One day after winning $532M award, Smartflash hits Apple with fresh patent suit - anigbrowl
http://setexasrecord.com/news/301909-one-day-winning-532m-award-smartflash-hits-apple-fresh-patent-suit
======
WildUtah
This case is great for startups, incidentally. Apple has been distinctly
reluctant to support patent reform that would threaten their own mountain of
garbage software patents.

A few billion dollars in bogus jury verdicts -- especially if they have to
actually pay them -- might make Apple reconsider taking the trolls' side in
Washington so often.
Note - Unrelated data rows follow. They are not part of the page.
PR #198, opened 2020-04-07
MAKE-1211: Add triage section to change points in cedar

ancostas:


perf/change_point_detector.go
```diff
@@ -66,6 +66,12 @@ func (spc *signalProcessingClient) DetectChanges(ctx context.Context, series []f
 				Name:    point.Algorithm.Name,
 				Version: point.Algorithm.Version,
 			},
+			CalculatedOn: time.Now(),
+			Measurement: measurement,
+			Triage: model.TriageInfo{
+				TriagedOn: time.Time{},
+				Status:    model.TriageStatusUntriaged,
+			},
```
ancostas, line 74: These concerns seemed to fit here much better.

model/change_point_detection.go
```diff
@@ -57,6 +59,34 @@ var (
...
+
+var (
+	perfTriageInfoTriagedOnKey = bsonutil.MustHaveTag(TriageInfo{}, "TriagedOn")
+	perfTriageInfoStatusKey    = bsonutil.MustHaveTag(TriageInfo{}, "Status")
+)
+
+type TriageStatus string
+
+const (
+	TriageStatusUntriaged          TriageStatus = "untriaged"
```
tychoish, line 75: I think it makes sense to use the empty string "" as the untriaged value.

perf/change_point_detector.go
```diff
@@ -66,6 +66,12 @@ func (spc *signalProcessingClient) DetectChanges(ctx context.Context, series []f
 				Name:    point.Algorithm.Name,
 				Version: point.Algorithm.Version,
 			},
+			CalculatedOn: time.Now(),
+			Measurement: measurement,
+			Triage: model.TriageInfo{
+				TriagedOn: time.Time{},
```
tychoish, line 72: this isn't needed, I would rely on default initialization.

perf/change_point_detector.go
```diff
@@ -18,7 +18,7 @@ import (
 )
 
 type ChangeDetector interface {
-	DetectChanges(context.Context, []float64) ([]model.ChangePoint, error)
+	DetectChanges(context.Context, []float64, string) ([]model.ChangePoint, error)
```
tychoish, line 21: can't there be documentation here. I wouldn't change the interface just to initialize the data.

model/change_point_detection.go
```diff
@@ -298,15 +328,11 @@ func clearChangePoints(ctx context.Context, env cedar.Environment, performanceRe
 	return errors.Wrap(err, "Unable to clear change points")
 }
 
-func createChangePoint(ctx context.Context, env cedar.Environment, resultToUpdate string, measurement string, algorithm AlgorithmInfo) error {
+func createChangePoint(ctx context.Context, env cedar.Environment, resultToUpdate string, cp ChangePoint) error {
```
tychoish, line 331: I'd leave this the way it was.

model/change_point_detection.go
ancostas: Design doc dictates "untriaged", and I'd really prefer this explicit label vs an empty one.

model/change_point_detection.go
ancostas: We need to persist the triage section as well now; rather than keeping adding arguments to this, it seems simpler to just persist the change point itself IMO.

perf/change_point_detector.go
ancostas: I can document it; seems simpler to specify the measurement you are detecting a change for rather than fixing up the result elsewhere in the codebase (which can be forgotten).

perf/change_point_detector.go
ancostas: Default initialization would wipe the "untriaged" status, no?

model/change_point_detection.go
tychoish: right, but doing this forces us to leak our data layout into the implementation details of the change detector, which feels more complicated to maintain long term.

perf/change_point_detector.go
tychoish: right but, this forces us to leak the data limitation into the implementation of this interface. 

In retrospect, it's probably a problem that we return a type from the model package at all.

model/change_point_detection.go
ancostas: Cleaned up the use of model package in the change detector as discussed.

ancostas:
@tychoish Failing test is just some stuff in wrong order (groan). Will fix that up, but feel free to review.

model/change_point_detection.go
```diff
@@ -30,6 +30,32 @@ type ChangePoint struct {
...
+	cp := ChangePoint{
+		Index: index,
+		Algorithm: AlgorithmInfo{
+			Name:    algorithmName,
+			Version: algorithmVersion,
+		},
+		CalculatedOn: time.Now(),
+		Measurement:  measurement,
+		Triage: TriageInfo{
+			TriagedOn: time.Time{},
```
tychoish, line 43: Omit this line.

model/change_point_detection.go
```diff
@@ -30,6 +30,32 @@ type ChangePoint struct {
 	Triage       TriageInfo    `bson:"triage" json:"triage" yaml:"triage"`
 }
 
+func CreateChangePoint(index int, measurement string, algorithmName string, algorithmVersion int, algorithmConfiguration map[string]interface{}) ChangePoint {
```
tychoish, line 33: I'd pass AlgorithmInfo in as an argument.

perf/change_point_detector.go
```diff
@@ -9,80 +9,100 @@ import (
...
 	"github.com/pkg/errors"
 )
 
+type Algorithm interface {
+	Name() string
+	Version() int
+	Configuration() map[string]interface{}
+}
+
+type EDivisiveMeans struct {
```
tychoish, line 25: I'd make this private?

perf/change_point_detector.go
```diff
@@ -9,80 +9,100 @@ import (
...
 	"github.com/evergreen-ci/gimlet"
 	"github.com/mongodb/grip"
 	"github.com/mongodb/grip/message"
 	"github.com/pkg/errors"
 )
 
+type Algorithm interface {
+	Name() string
+	Version() int
+	Configuration() map[string]interface{}
```
tychoish, line 22: would it be reasonable to have this not be a map?

units/recalculate_change_points_test.go
```diff
@@ -6,6 +6,8 @@ import (
 	"testing"
 	"time"
 
+	"github.com/evergreen-ci/cedar/perf"
+
```
tychoish, line 10: omit blank line.

units/recalculate_change_points.go
```diff
@@ -104,7 +104,14 @@ func (j *recalculateChangePointsJob) Run(ctx context.Context) {
 			floatSeries[i] = item.Value
 		}
 
-		changePoints, err := j.changePointDetector.DetectChanges(ctx, floatSeries)
+		result, err := j.changePointDetector.DetectChanges(ctx, floatSeries)
+
+		var changePoints []model.ChangePoint
+		for _, pointIndex := range result {
+			mapped := model.CreateChangePoint(pointIndex, series.Measurement, j.changePointDetector.Algorithm().Name(), j.changePointDetector.Algorithm().Version(), AlgorithmConfigurationToOptions(j.changePointDetector.Algorithm().Configuration()))
```
ancostas, line 111: Looks like `units` is the glue package between `model` and `perf`!

units/recalculate_change_points.go
```diff
@@ -122,3 +122,14 @@ func (j *recalculateChangePointsJob) Run(ctx context.Context) {
 	j.AddError(model.ReplaceChangePoints(ctx, j.env, performanceData, mappedChangePoints))
 	j.AddError(model.MarkPerformanceResultsAsAnalyzed(ctx, j.env, performanceData.PerformanceResultId))
 }
+
+func AlgorithmConfigurationToOptions(configurationValues []perf.AlgorithmConfigurationValue) []model.AlgorithmOption {
```
tychoish, line 126: nit: make this private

All we need after that is to get IBM and Microsoft back
on the side of ending software patents as they once were before getting so
many themselves.

------
WildUtah
"Smartflash is represented by Bradley W. Caldwell, Jason D. Cassady, John
Austin Curry, Daniel R. Pearson and Hamad M. Hamad of Caldwell Cassady Curry
P.C. in Dallas; and T. John Ward and T. John Ward Jr. of Ward & Smith Law Firm
in Longview."

T John Ward is the entrepreneurial federal judge that created the Troll haven
in Eastern Texas by changing the rules to make accused infringers almost
helpless against plaintiffs and drive up costs.

Cashing it in.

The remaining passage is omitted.